I also intend that this idea would be applicable to images from a range of sources, and not just with respect to social media. I don't know what those sources could be just yet, but if you have some ideas, please let me know.
Finally, I am particularly interested if you or someone you know are in any way involved in natural disaster management. What kinds of challenges do you face? Would this be in any way useful? Please do get in touch either in the comments below or sending me an email (my email address is on the homepage of this website).
Persuasive tactics challenge
The research group I'm part of were successful in completing the SemEval Task 4: Multilingual Detection of Persuasion Techniques in Memes! I implemented the 'late fusion engine', which is a fancy name for an algorithm that uses in basic probability to combine categorical predictions from multiple different models depending on how accurate each model was on a per-category basis.
I'm unsure of the status of the paper, but I think it's been through peer-review so you can find that here: BDA at SemEval-2024 Task 4: Detection of Persuasion in Memes Across Languages with Ensemble Learning and External Knowledge.

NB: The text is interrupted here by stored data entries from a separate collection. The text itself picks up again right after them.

PR #1674, opened 2025-04-14
scxtop: add process and thread descriptors

tyroguru:
This change establishes relationships between a thread group leader (the main thread in a process) and its children. This therefore enables us to aggregate various attributes to the process which is very necessary for analysis of workloads.

At a perfetto UI level we now get what appear to be correct groupings of threads within their process groups (the attached image shows this). We still don't label all processes with their comm as we rely on having seen the main thread during capture for that. This is annoying and I'll see if there is a way to fix that.

Screenshot 2025-04-14 at 16 25 13

### DIFF
--- a/tools/scxtop/src/bpf/intf.h
+++ b/tools/scxtop/src/bpf/intf.h
@@ -74,6 +74,7 @@ struct sched_switch_event {
 
 struct wakeup_event {
 	u32		pid;
+	u32		tgid;
 	int		prio;
 	char		comm[MAX_COMM];
 };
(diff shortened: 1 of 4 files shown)


likewhatevs:
dumb question -- does this answer the question "which pid is on which layer"?

tyroguru:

I wasn't the lead on that challenge, but I believe the lead person (a friend of mine, if you are reading this and want me to link to somewhere here get in touch) on that project will be going to mexico to present it.
Teaching
I'm still not sure what I can say and what I can't, but starting in september I have been asked to teach a module on basic system administration skills. It's a rather daunting prospect, but I have a bunch of people much more experienced than me to guide me through the process. At the moment the plan is for 21 lecture-ish things, 9 labs, and the assessment stuff, so I'm rather nervous about preparing all of this content.
Of course, as a disclaimer nothing written in this section should be taken as absolute. (Hopefully) more information at some point, though unfortunately I doubt that I would be allowed to share the content created given it's University course material.

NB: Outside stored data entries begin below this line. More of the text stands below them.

PR #1678, opened 2025-04-15
scx_p2dq: Fix handling of affinitized tasks

hodgesds:
Currently affinitized tasks can cause stalls. For now select a random CPU in the affinitized mask and direct dispatch. On `main` p2dq can stall when handling affinitized  tasks:

```
[sudo] password for :
22:03:56 [INFO] Running scx_p2dq (build ID: 1.0.13-g6483f5bf-dirty x86_64-unknown-linux-gnu)
22:03:56 [INFO] DSQ[0] slice_ns 100000
22:03:56 [INFO] DSQ[1] slice_ns 3200000
22:03:56 [INFO] DSQ[2] slice_ns 6400000
22:03:56 [INFO] Kernel does not support queued wakeup optimization.
22:03:56 [INFO] P2DQ scheduler started! Run `scx_p2dq --monitor` for metrics.

DEBUG DUMP
================================================================================

kworker/u97:3[16913] triggered exit kind 1026:
  runnable task stall (plasmashel:cs0[25797] failed to run for 24.000s)

Backtrace:
  scx_watchdog_workfn+0x119/0x1c0
  process_scheduled_works+0x249/0x5a0
  worker_thread+0x108/0x2d0
  kthread+0x26a/0x290
  ret_from_fork.cold+0x9/0x19
  ret_from_fork_asm+0x1a/0x30

CPU states
----------

CPU 1   : nr_run=2 flags=0x1 cpu_rel=0 ops_qseq=24571 pnt_seq=754353
          curr=swapper/1[0] class=idle_sched_class

  R plasmashel:cs0[25797] -24000ms
      scx_state/flags=3/0x9 dsq_flags=0x1 ops_state/qseq=0/0
      sticky/holding_cpu=-1/-1 dsq_id=0x8
      dsq_vtime=1631398897 slice=100000 weight=100
      cpus=03f03f

    futex_wait+0x7e/0xd0
```

Reported by CachyOs user Nick

PR #1679, opened 2025-04-15
ci: Add affinity stress tests for CI jobs

hodgesds:
Add stress tests for testing affinity to CI jobs and increase the timeout to detect stalls in handling affinitized tasks.


likewhatevs (approved):
Ahh seeing https://github.com/sched-ext/scx/pull/1678 , if the idea wrt/ this is just catch `outright fails w/ affinitized tasks` vs another situation I had in mind..., yeah this LGTM.

hodgesds:
> to add, but why these starter numbers (and why them for all)?
> 
> I ask because I think these starter numbers need to be specific to each scheduler (or CI is noisier or a touch misleading wrt/ what it covers).
> 
> Not sure what good numbers are for layered, but guessing, this test being meaningful for w/e we want covered means these numbers need to be high enough to overload the system until it fail

Yeah, the numbers are intentionally there to go just beyond the max stall timeout.

meson-scripts/stress_tests.ini
```diff
@@ -1,54 +1,54 @@
 [scx_lavd]
 sched: scx_lavd
 sched_args: -v
-stress_cmd: stress-ng -t 14 --aggressive -M -c `nproc` -f `nproc`
-timeout_sec: 15
+stress_cmd: stress-ng -t 31 --aggressive -M -c `nproc` -f `nproc` --affinity 1 --affinity-sleep 1 --affinity-pin
```
arighi, line 4: If we want to stress the scheduler even more we could use `--affinity-delay 1`, since it'd spin on `sched_yield()` instead of using `nanosleep()`.

Basically with such a short sleep time, `nanosleep()` is likely handled in the VDSO, so the task remains in user-space and once it gets the CPU it'd run for the entire time slice. With `sched_yield()` as soon the task gets the CPU it gives it back and gets queued again in the scheduler, so we should have more `ops.enqueue()` invocations and more chances to expose stall conditions.

arighi (approved):
LGTM.

I left a comment with a suggestion if we want to be more aggressive at stressing the scheduler, but the current approach works as well. Let me know if it makes sense.

JakeHillion (approved):
LGTM. It makes me wonder whether we should have a kconfig for the 30s max timeout so we can create CI kernels with a shorter one, but this is good for now.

As always though, if there's a specific topic that lies anywhere within my expertise that you'd like explaining, I'm happy to write a blog post about it (in my own time, of course).
Conclusion
We've taken a little look at what is been going on since I last posted, and while this post has been rather talky (will try for some kewl graphics next time!), nonetheless I hope this has been an interesting read. I've submitted my thesis, started initial readificating for my next research project - which we've explored the ideas here, helped out a group research challenge project thingy, and been invited to do some teaching!
Hopefully the next post in this series will come out on time - long-term the plan is to absolutely continue blogging about the research I'm doing.
Until next time, the journey continues!
(Oh yeah! and finally finally, to the person who asked a question by email about this old post (I think?), I'm sorry for the delay and I'll try to get back to you soon.)